Tarczy-Hornoch: There’s such a stereotype about acting training and the crazy, the crazy teachers and the crazy things that happen. And I think as a first-year going into it, you have no idea what’s normal, what is okay. There would be moments where sometimes I’d be like, I don’t, I don’t know if this feels right, but I don’t know enough about acting school to make that call. And I don’t feel like I know enough to be able to say anything about that because it doesn’t feel right, but maybe that’s how it is. Like, maybe I just need to deal with that on my own. And I think it’s, again, the culture of like if people don’t speak up about it, other people don’t know that they’re not comfortable with it. That they’re not the only ones who feel that way.
WSN: While some students struggle with emotional boundaries, some others, like Tisch Drama junior Peter Xiao, don’t view attachment as a problem.
Xiao: Because I don’t want the emotional aspect to affect me, to affect the Peter in real life. So, you know, just make the boundary clear. You should not be panicked if you don’t want to do it. At least a boundary I was told was, if you don’t want to do it, don’t do it. Don’t force yourself. Don’t force yourself to do it. And if you feel like there is a stretch, you can do a stretch, then go for it. It basically just depends on first, your impulse, second, your comfortability, third, your intention. Ultimately, it’s the actor’s choice to reach to a place or not.
[Vocal Warm-up Sound]
WSN: Although Xiao never struggled with being too attached to emotions, he worries about his peers.
Xiao: I mean, I’ve witnessed some of my friends were like in that breaking spot, but then I don’t know if they actually received help or not.
WSN: Do you think that the instructors spent enough time, or any time at all, kind of helping you after a really emotionally trying exercise?
Miller: Yeah, not enough time. There was… I just remember watching some of my friends go up, and they were in tears. Like dry heaving. And then my teacher would be like, ‘Okay, like, nice.’ Like, ‘Come down from that. Nice. Nice. Alright.’ And then we take a moment, and it’d probably be like 20 seconds. It would be different if there was an exercise to kind of do. But there wasn’t.
WSN: The Tisch Drama Department did not wish to comment on this subject. Even for established actors, effective emotional regulation can be difficult.
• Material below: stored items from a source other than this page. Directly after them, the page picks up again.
PR #58, opened 2019-07-02
Initialize structures with 0.

mmichal10:
If 'open_cores' flag is not explicite set, cores migth not be added on cache
load.

### DIFF
--- a/modules/cas_cache/service_ui_ioctl.c
+++ b/modules/cas_cache/service_ui_ioctl.c
@@ -61,7 +61,7 @@ long cas_service_ioctl_ctrl(struct file *filp, unsigned int cmd,
 		struct kcas_start_cache *cmd_info;
 		struct ocf_mngt_cache_config cfg;
 		struct ocf_mngt_cache_device_config device_cfg;
-		struct atomic_dev_params atomic_params = { 0 };
+		struct atomic_dev_params atomic_params;
 
 		GET_CMD_INFO(cmd_info, arg);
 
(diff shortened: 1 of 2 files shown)


modules/cas_cache/service_ui_ioctl.c
```diff
@@ -61,9 +61,12 @@ long cas_service_ioctl_ctrl(struct file *filp, unsigned int cmd,
 		struct kcas_start_cache *cmd_info;
 		struct ocf_mngt_cache_config cfg;
 		struct ocf_mngt_cache_device_config device_cfg;
-		struct atomic_dev_params atomic_params = { 0 };
+		struct atomic_dev_params atomic_params;
 
 		GET_CMD_INFO(cmd_info, arg);
+		memset(&cfg, 0, sizeof(cfg));
```
arutk: Looks like this is now memset to 0 twice - the second one is in cache_mngt_prepare_cache_cfg. I suppose the original idea was to zero the structure inside "prepare_cfg" - I suggest to stick to this for all three structures.

modules/cas_cache/service_ui_ioctl.c
```diff
@@ -102,6 +105,7 @@ long cas_service_ioctl_ctrl(struct file *filp, unsigned int cmd,
 		struct ocf_mngt_core_config cfg;
 
 		GET_CMD_INFO(cmd_info, arg);
+		memset(&cfg, 0, sizeof(cfg));
```
arutk: Same comment here.

PR #63, opened 2019-07-08
Check for existing metadata

mmichal10:


casadm/extended_err_msg.c
```diff
@@ -132,6 +132,12 @@ struct {
 		OCF_ERR_NO_METADATA,
 		"No metadata found on device"
 	},
+	{
+		OCF_ERR_METADATA_FOUND,
+		"Old metadata found on device.\nPlease start cache using "
```
arutk: Let's be more verbose here. I suggest something along these lines:

Please load cache metadata using --load option or use --force to discard on-disk metadata and start fresh cache instance.

PR #68, opened 2019-07-16
Fix error handling in case of fatal cache stop error

micrakow:
In case of error during cache stop exported object is not being restored properly.
This may result in bug in case of calling stop once more.

### DIFF
--- a/modules/cas_cache/layer_cache_management.c
+++ b/modules/cas_cache/layer_cache_management.c
@@ -1565,13 +1565,11 @@ out:
 }
 
 /**
- * @brief routine implements --remove-cache command.
- * @param[in] device caching device to be removed
+ * @brief routine implements --stop-cache command.
+ * @param[in] cache_id caching device id to be removed
  * @param[in] flush Boolean: shall we flush dirty data before removing cache.
  *		if yes, flushing may still be interrupted by user (in which case
  *		device won't be actually removed and error will be returned)
- * @param[in] allow_interruption shall we allow interruption of dirty
- *		data flushing
  */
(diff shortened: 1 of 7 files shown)


micrakow:
retest this please

KamilLepek:
retest this please

micrakow:
retest this please

robertbaldyga:
Why don't we make `block_dev_destroy_all_exported_objects()` safe to call even if objects have been previously destroyed? This seems to be simpler and more reliable solution, as recreating exported objects may fail, and then we are again exposed to the same issue we are trying to fix.

modules/cas_cache/volume/vol_block_dev_top.c
```diff
@@ -915,6 +925,15 @@ int block_dev_create_exported_object(ocf_core_t core)
 	return result;
 }
 
+static int _block_dev_create_exported_object_visitor(ocf_core_t core, void *cntx){
```
robertbaldyga: Coding style: move function opening brackets to new line.

modules/cas_cache/layer_cache_management.c
```diff
@@ -1658,6 +1658,24 @@ int cache_mngt_exit_instance(ocf_cache_id_t id, int flush)
 	ocf_queue_put(cache_priv->mngt_queue);
 	vfree(cache_priv);
 
+	ocf_mngt_cache_unlock(cache);
+	ocf_mngt_cache_put(cache);
+
+	return status;
+
+create_exp_objs:
```
robertbaldyga: Let's rename it to `restore_exp_obj`.

PR #82, opened 2019-08-20
Reset particular core stats only if core was specified by user.

mmichal10:


mmichal10:
retest this please

PR #97, opened 2019-09-10
Stats refactor

mmichal10:


casadm/statistics_model.c
```diff
@@ -220,238 +217,180 @@ static void print_usage_header(FILE* outfile)
...
+
+	print_val_perc_table_section(outfile, "Total requests",
+				     UNIT_REQUESTS, stats->total.fraction, "%lu",
+					 stats->total.value);
+}
+
+#define get_stat_name(__dst, __len, __name, __postfix) \
+	memset(stat_name, 0, max_stat_len); \
+	strcpy(stat_name, __name); \
+	strcat(stat_name, postfix);
```
imjfckm: Please use safe functions like `strlcpy` and `strlcat`, especially since you have length handy

modules/cas_cache/layer_cache_management.c
```diff
@@ -1744,6 +1744,56 @@ int cache_mngt_interrupt_flushing(const char *cache_name)
...
+		if (result)
+			goto unlock;
+
+		result = ocf_stats_collect_core(core, &stats->usage, &stats->req,
+				&stats->blocks, &stats->errors);
+		if (result)
+			goto unlock;
+
+	} else {
+		result = get_core_by_id(cache, stats->core_id, &core);
```
arutk: So core_id is potentially INVALID here, and you handle this by inspecting return value from get_core_by_id? I think it would be better to chceck core_id vs INVALID and then either get the core and get core stats OR call ocf_stats_collect_part_cache.

modules/cas_cache/layer_cache_management.c
```diff
@@ -1881,6 +1918,36 @@ int cache_mngt_get_core_info(struct kcas_core_info *info)
 	return result;
 }
 
+int cache_mngt_get_core_stats(struct kcas_get_stats *stats)
```
arutk: looks like this is not used

modules/cas_cache/layer_cache_management.c
```diff
@@ -1744,6 +1744,56 @@ int cache_mngt_interrupt_flushing(const char *cache_name)
...
+		result = ocf_stats_collect_core(core, &stats->usage, &stats->req,
+				&stats->blocks, &stats->errors);
+		if (result)
+			goto unlock;
+
+	} else {
+		result = get_core_by_id(cache, stats->core_id, &core);
+
+		if (result) {
+			result = ocf_stats_collect_part_cache(cache, stats->part_id,
```
imjfckm: Shouldn't we just give cache stats only if core_id is equal to `OCF_CORE_ID_INVALID`, not when it's just invalid (i.e. not added)?

modules/cas_cache/layer_cache_management.c
```diff
@@ -1753,6 +1753,58 @@ int cache_mngt_interrupt_flushing(const char *cache_name)
...
+		if (result)
+			goto unlock;
+
+		result = ocf_stats_collect_core(core, &stats->usage, &stats->req,
+				&stats->blocks, &stats->errors);
+		if (result)
+			goto unlock;
+
+	} else {
+		if (stats->core_id == OCF_CORE_ID_INVALID) {
```
imjfckm: This could be in the upper level conditional just as another `else if` not nested here in last else clause

modules/cas_cache/layer_cache_management.c
```diff
@@ -1753,6 +1753,58 @@ int cache_mngt_interrupt_flushing(const char *cache_name)
...
+			result = ocf_stats_collect_part_cache(cache, stats->part_id,
+					&stats->usage, &stats->req, &stats->blocks);
+		} else {
```
imjfckm: Ditto, this coul be just the last `else` clause of the upper level conditional

modules/cas_cache/layer_cache_management.c
mmichal10: It could have upper indentation level, but I left it like this on purpose. Indentation level matches with code logic.

mmichal10:
retest this please

KamilLepek:

PR #99, opened 2019-09-10
cas_disk: Add mandatory blk_mq_ops filed required by some kernels

micrakow:

### DIFF
--- a/configure.d/1_blk_mq.conf
+++ b/configure.d/1_blk_mq.conf
@@ -1,0 +1,32 @@
+#!/bin/bash
+#
+# Copyright(c) 2012-2019 Intel Corporation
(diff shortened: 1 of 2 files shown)


configure.d/1_blk_mq.conf
```diff
@@ -0,0 +1,32 @@
...
+		echo $cur_name "2" >> $config_file_path
+    fi
+}
+
+apply() {
+    case "$1" in
+    "1")
+		add_define "CAS_BLK_MQ_OPS_MAP_QUEUE" ;;
+    "2")
+    		return 0 ;;
```
robertbaldyga: just `return 0;` in header file? does it even compile?

arutk: This is just return code from bash function, it does not get printed to output file.

PR #120, opened 2019-09-25
Fix env_strncpy.

mmichal10:
strlcpy() requires room for terminating null to be included.


arutk:
This change effectively affects only the case where source string is short and not NULL terminated in the first slen bytes. Implicit assumption is that we can safely call strlcpy(dst, src, slen+1) since the source string fits into destination even with terminating NULL. 

For strlcpy to work correctly input string must be NULL terminated. In Linux kernel adapter we assume that strings are NULL terminated. If string is NULL terminated and caller uses this API correctly, then this change has no effect. 

So the conclusion is that this change only handles invalid use case.

PR #126, opened 2019-09-25
Don't generate core name when adding core to corepool.

### LINKED ISSUE #124: casadm --script --add-core --try-add fails if there is no cache with cache_id
casadm --script --add-core --try-add --cache-id 1 --core-device /dev/sdX should work regardless of (non)existing cache with cache_id

mmichal10:
When core frome corepool is added to cache, it's old name is loaded and cores
in corepool cannot be referenced by name anyway so new name is not needed.

Fixes #124 

### DIFF
--- a/modules/cas_cache/layer_cache_management.c
+++ b/modules/cas_cache/layer_cache_management.c
@@ -534,8 +534,7 @@ int cache_mngt_prepare_core_cfg(struct ocf_mngt_core_config *cfg,
 		struct kcas_insert_core *cmd_info)
 {
 	struct block_device *bdev;
-	static char core_name[OCF_CORE_NAME_SIZE];
-	struct cache_priv *cache_priv;
+	char core_name[OCF_CORE_NAME_SIZE] = {};
 	ocf_cache_t cache;
 	uint16_t core_id;
 	int result;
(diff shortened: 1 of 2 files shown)


modules/cas_cache/layer_cache_management.c
```diff
@@ -534,8 +534,7 @@ int cache_mngt_prepare_core_cfg(struct ocf_mngt_core_config *cfg,
 		struct kcas_insert_core *cmd_info)
 {
 	struct block_device *bdev;
-	static char core_name[OCF_CORE_NAME_SIZE];
-	struct cache_priv *cache_priv;
+	static char core_name[OCF_CORE_NAME_SIZE] = {};
```
robertbaldyga: This shouldn't be static. It looks like it has been made static by mistake.

modules/cas_cache/layer_cache_management.c
```diff
@@ -546,17 +545,19 @@ int cache_mngt_prepare_core_cfg(struct ocf_mngt_core_config *cfg,
 	if (cmd_info->core_id == OCF_CORE_MAX) {
 		result = mngt_get_cache_by_id(cas_ctx, cmd_info->cache_id,
 				&cache);
-		if (result)
+		if (result && result != -OCF_ERR_CACHE_NOT_EXIST) {
 			return result;
+		} else if (result != -OCF_ERR_CACHE_NOT_EXIST) {
+			struct cache_priv *cache_priv;
+			cache_priv = ocf_cache_get_priv(cache);
```
robertbaldyga: So we are accessing `cache` despite getting it failed? It doesn't look good.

Award-winning actors like Daniel Day-Lewis, Heath Ledger and Dakota Johnson have all spoken about how challenging roles have negatively impacted their mental health.
WSN: To produce successful actors for a demanding industry, Tarczy-Hornoch believes that NYU Tisch must teach students to better handle emotionally challenging roles.
Tarczy-Hornoch: I think it could be really helpful to, I don’t know, somehow enforce that every studio includes in your primary training talking about how to cool down. Also, I’ve had, I’ve had some teachers that are good about this, especially one of my instructors in [the Experimental Theatre Wing], but incorporating into class both time to cool off but also education about how to cool off. So I think part of it is very literally building it into the curriculum and the schedule of a class, so that there’s structural support there.